[The data]

* * *

PR #217, opened 2019-01-07
Update opam files for 2.0 format

XVilka:
Since now opam 1.2 is dead, time to update. Basically copied opam files from opam-repository and changed URL. It should fix complains from Travis too.

### DIFF
--- a/cstruct.opam
+++ b/cstruct.opam
@@ -1,22 +1,29 @@
-opam-version: "1.2"
+opam-version: "2.0"
 maintainer:   "anil@recoil.org"
 authors:      ["Anil Madhavapeddy" "Richard Mortier" "Thomas Gazagnaire"
                "Pierre Chambart" "David Kaloper" "Jeremy Yallop" "David Scott"
                "Mindy Preston" "Thomas Leonard" ]
 homepage:     "https://github.com/mirage/ocaml-cstruct"
 license:      "ISC"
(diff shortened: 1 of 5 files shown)


XVilka:
Hmm, should we add also alcotest to the dependencies?
```
- File "lib_test/jbuild", line 4, characters 22-30:
- 4 |  ((libraries (cstruct alcotest))
-                           ^^^^^^^^
- Error: Library "alcotest" not found.
- Hint: try: dune external-lib-deps --missing -p cstruct @runtest
```

XVilka:
Fixed the alcotest problem, but I don't get why Alpine jobs are failing.

avsm:
thanks very much; i'll fix the CI in a follow up PR

cstruct.opam
```diff
@@ -1,22 +1,29 @@
...
 ]
-build-test: ["jbuilder" "runtest" "-p" name]
-
 depends: [
-  "jbuilder" {build & >="1.0+beta10"}
-  "sexplib"
+  "ocaml" {>= "4.03.0"}
+  "jbuilder" {build & >= "1.0+beta10"}
+  "sexplib" {< "v0.12"}
   "alcotest" {test}
```
avsm: This was the faulty line btw -- `{test}` should `{with-test}` in opam2. `opam package-upgrade *.opam` should automate this

PR #219, opened 2019-02-01
Remove trailing spaces in hexdump output

emillon:
Hello,

I added some tests for `hexdump_pp`.

The formatting seems a bit off to me:
- there are trailing spaces
- there is no newline at the end

I believe that the trailing spaces should be removed, but I'm not too sure about the trailing newlines.

Let me know what you think.

### DIFF
--- a/lib/cstruct.ml
+++ b/lib/cstruct.ml
@@ -412,13 +412,22 @@ let of_hex str =
   | cs, i, _, _ -> sub cs 0 i
 
 let hexdump_pp fmt t =
+  let before fmt =
+    function
+    | 0 -> ()
+    | 8 -> Format.fprintf fmt "  ";
+    | _ -> Format.fprintf fmt " "
+  in
+  let after fmt =
+    function
+    | 15 -> Format.pp_force_newline fmt ()
+    |  _ -> ()
+  in
   Format.pp_open_box fmt 0 ;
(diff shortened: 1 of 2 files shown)


emillon:
(feature was initially included in #175 where there's some discussion about this)

avsm:
Lgtm; fixing the trailing spaces and newline sounds good!  I just noticed that cstruct doesn't use ocaml-hex from mirage, but the extra dependency probably isnt worth it

hannesm:
@emillon great, thanks!

emillon:
I removed the spaces and used a vbox instead of forcing a newline.

As for the trailing newline, after trying I don't think it's `hexdump_pp`'s responsibility to add a break at the end.

For example, let's say we're trying to write some text and a hanging hexdump:

```
Some text 00 01 03....
          11 ....
          3f ....
```

At the moment there is no trailing newline. But forcing a break will insert spaces (indicated by `␣`):

```
Some text 00 01 03....
          11 ....
          3f ....
␣␣␣␣␣␣␣␣␣␣
```

Which makes it impossible to output things like:

```
Some text 00 01 03....
          11 ....
          3f ....
Something else
```

So, we can merge this as this already fixes the trailing spaces, and try to think of a better solution once it's merged with `hex` :)

avsm:
thanks!

PR #220, opened 2019-02-03
Remove old compatibility packages for `cstruct.lwt`, `cstruct.async`,

avsm:
`cstruct.ppx` and `cstruct.unix`.

These were deprecated in cstruct.3.0.0 in favour of counter part
libraries with a dash in the name (`cstruct-lwt`, `cstruct-async`,
`cstruct.unix`) or `ppx_cstruct` for the PPX extension.

Keeping these around makes it harder to embed in a duniverse, since
old users of the name will result in a dependency cycle.  There
are very few packages still using it though, and this release will
flush them out...


avsm:
I'm going to go ahead and do a quick release with this in order to see what the revdep compatibility damage in opam-repository is.  That's the easiest way to fix all the offending packages.

Issue #226, opened 2019-02-27
ppx tests - do they run?


emillon:
Hi,

I noticed that ppx tests are built, but not executed. They define a main function, but it does not run:

https://github.com/mirage/ocaml-cstruct/blob/b30ec693e1218bc3e1b3333259312f4555300b88/ppx_test/pcap.ml#L173

Is this intended? otherwise I can set up a test harness and a `.expected` file so that we can compare the output.

Let me know what you think. Thanks!

avsm:
The original intention was to make sure they compile — it should do no harm to run them as well indeed :)

PR #227, opened 2019-02-28
Run ppx tests

emillon:
Hi,

To solve #226, the tests are now executed.

@XVilka, the tests you added in #212 were actually failing. This is because it relies on roundtrip through a `uint8_t` field but larger values are passed. I think that the intent was to check that the values are equal modulo 256, but let me know if that does not seem right.

### DIFF
--- a/lib_test/dune
+++ b/lib_test/dune
@@ -1,11 +1,9 @@
-(executables
+(executable
  (libraries cstruct alcotest)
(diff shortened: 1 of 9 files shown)


XVilka:
Right, good catch!

emillon:
Thanks but TBH your test caught it :)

* * *

[Assignment] Return the entries in full, keeping every line exactly as it is.

[Answer for the task]
PR #217, opened 2019-01-07
Update opam files for 2.0 format

XVilka:
Since now opam 1.2 is dead, time to update. Basically copied opam files from opam-repository and changed URL. It should fix complains from Travis too.

### DIFF
--- a/cstruct.opam
+++ b/cstruct.opam
@@ -1,22 +1,29 @@
-opam-version: "1.2"
+opam-version: "2.0"
 maintainer:   "anil@recoil.org"
 authors:      ["Anil Madhavapeddy" "Richard Mortier" "Thomas Gazagnaire"
                "Pierre Chambart" "David Kaloper" "Jeremy Yallop" "David Scott"
                "Mindy Preston" "Thomas Leonard" ]
 homepage:     "https://github.com/mirage/ocaml-cstruct"
 license:      "ISC"
(diff shortened: 1 of 5 files shown)


XVilka:
Hmm, should we add also alcotest to the dependencies?
```
- File "lib_test/jbuild", line 4, characters 22-30:
- 4 |  ((libraries (cstruct alcotest))
-                           ^^^^^^^^
- Error: Library "alcotest" not found.
- Hint: try: dune external-lib-deps --missing -p cstruct @runtest
```

XVilka:
Fixed the alcotest problem, but I don't get why Alpine jobs are failing.

avsm:
thanks very much; i'll fix the CI in a follow up PR

cstruct.opam
```diff
@@ -1,22 +1,29 @@
...
 ]
-build-test: ["jbuilder" "runtest" "-p" name]
-
 depends: [
-  "jbuilder" {build & >="1.0+beta10"}
-  "sexplib"
+  "ocaml" {>= "4.03.0"}
+  "jbuilder" {build & >= "1.0+beta10"}
+  "sexplib" {< "v0.12"}
   "alcotest" {test}
```
avsm: This was the faulty line btw -- `{test}` should `{with-test}` in opam2. `opam package-upgrade *.opam` should automate this

PR #219, opened 2019-02-01
Remove trailing spaces in hexdump output

emillon:
Hello,

I added some tests for `hexdump_pp`.

The formatting seems a bit off to me:
- there are trailing spaces
- there is no newline at the end

I believe that the trailing spaces should be removed, but I'm not too sure about the trailing newlines.

Let me know what you think.

### DIFF
--- a/lib/cstruct.ml
+++ b/lib/cstruct.ml
@@ -412,13 +412,22 @@ let of_hex str =
   | cs, i, _, _ -> sub cs 0 i
 
 let hexdump_pp fmt t =
+  let before fmt =
+    function
+    | 0 -> ()
+    | 8 -> Format.fprintf fmt "  ";
+    | _ -> Format.fprintf fmt " "
+  in
+  let after fmt =
+    function
+    | 15 -> Format.pp_force_newline fmt ()
+    |  _ -> ()
+  in
   Format.pp_open_box fmt 0 ;
(diff shortened: 1 of 2 files shown)


emillon:
(feature was initially included in #175 where there's some discussion about this)

avsm:
Lgtm; fixing the trailing spaces and newline sounds good!  I just noticed that cstruct doesn't use ocaml-hex from mirage, but the extra dependency probably isnt worth it

hannesm:
@emillon great, thanks!

emillon:
I removed the spaces and used a vbox instead of forcing a newline.

As for the trailing newline, after trying I don't think it's `hexdump_pp`'s responsibility to add a break at the end.

For example, let's say we're trying to write some text and a hanging hexdump:

```
Some text 00 01 03....
          11 ....
          3f ....
```

At the moment there is no trailing newline. But forcing a break will insert spaces (indicated by `␣`):

```
Some text 00 01 03....
          11 ....
          3f ....
␣␣␣␣␣␣␣␣␣␣
```

Which makes it impossible to output things like:

```
Some text 00 01 03....
          11 ....
          3f ....
Something else
```

So, we can merge this as this already fixes the trailing spaces, and try to think of a better solution once it's merged with `hex` :)

avsm:
thanks!

PR #220, opened 2019-02-03
Remove old compatibility packages for `cstruct.lwt`, `cstruct.async`,

avsm:
`cstruct.ppx` and `cstruct.unix`.

These were deprecated in cstruct.3.0.0 in favour of counter part
libraries with a dash in the name (`cstruct-lwt`, `cstruct-async`,
`cstruct.unix`) or `ppx_cstruct` for the PPX extension.

Keeping these around makes it harder to embed in a duniverse, since
old users of the name will result in a dependency cycle.  There
are very few packages still using it though, and this release will
flush them out...


avsm:
I'm going to go ahead and do a quick release with this in order to see what the revdep compatibility damage in opam-repository is.  That's the easiest way to fix all the offending packages.

Issue #226, opened 2019-02-27
ppx tests - do they run?


emillon:
Hi,

I noticed that ppx tests are built, but not executed. They define a main function, but it does not run:

https://github.com/mirage/ocaml-cstruct/blob/b30ec693e1218bc3e1b3333259312f4555300b88/ppx_test/pcap.ml#L173

Is this intended? otherwise I can set up a test harness and a `.expected` file so that we can compare the output.

Let me know what you think. Thanks!

avsm:
The original intention was to make sure they compile — it should do no harm to run them as well indeed :)

PR #227, opened 2019-02-28
Run ppx tests

emillon:
Hi,

To solve #226, the tests are now executed.

@XVilka, the tests you added in #212 were actually failing. This is because it relies on roundtrip through a `uint8_t` field but larger values are passed. I think that the intent was to check that the values are equal modulo 256, but let me know if that does not seem right.

### DIFF
--- a/lib_test/dune
+++ b/lib_test/dune
@@ -1,11 +1,9 @@
-(executables
+(executable
  (libraries cstruct alcotest)
(diff shortened: 1 of 9 files shown)


XVilka:
Right, good catch!

emillon:
Thanks but TBH your test caught it :)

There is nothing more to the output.